On Finding All Connected Maximum-Sized Common Subgraphs in Multiple Labeled Graphs
Johannes B. S. Petersen, Akbar Davoodi, Thomas Gärtner, Marc Hellmuth, Daniel Merkle
TL;DR
This work tackles the problem of finding all maximum-vertex and maximum-edge common subgraphs across multiple labeled graphs, including connected variants, which is particularly relevant for bioinformatics and cheminformatics. It introduces an exact framework built on modular product graphs and a Bron-Kerbosch-based enumeration to list all maximal cliques corresponding to MVCS/MECS, augmented with pruning and a graph-ordering heuristic derived from graph-kernel and minmax similarities.

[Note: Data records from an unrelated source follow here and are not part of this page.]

PR #1427, opened 2021-01-13
Renamed difference indicator text to make it more clear

VWSCoronaDashboard14:
Renamed the difference indicator text to make it more clear for the user.
So "3 dagen geleden" becomes "3 dagen ervoor" as example.

### DIFF
--- a/packages/app/src/locale/en.json
+++ b/packages/app/src/locale/en.json
@@ -1376,7 +1376,8 @@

The method extends to vertex- and edge-labeled graphs and to type-A connected cliques, with careful handling of Δ-Y ambiguities in line graphs via an inverse mapping; it also provides pruning strategies and parallelizable components to improve practicality. Empirical evaluation on large molecular datasets demonstrates scalability and speedups from the proposed ordering and pruning techniques, and an open-source implementation is made available for reproducibility and broader adoption.
Abstract
We present an exact algorithm for computing all common subgraphs with the maximum number of vertices across multiple graphs. Our approach is further extended to handle the connected Maximum Common Subgraph (MCS), identifying the largest common subgraph in terms of either vertices or edges across multiple graphs, where edges or vertices may additionally be labeled to account for possible atom types or bond types, a classical labeling used in molecular graphs. Our approach leverages modular product graphs and a modified Bron-Kerbosch algorithm to enumerate maximal cliques, ensuring all intermediate solutions are retained. A pruning heuristic efficiently reduces the modular product size, improving computational feasibility. Additionally, we introduce a graph ordering strategy based on graph-kernel similarity measures to optimize the search process. Our method is particularly relevant for bioinformatics and cheminformatics, where identifying conserved structural motifs in molecular graphs is crucial. Empirical results on molecular datasets demonstrate that our approach is scalable and fast.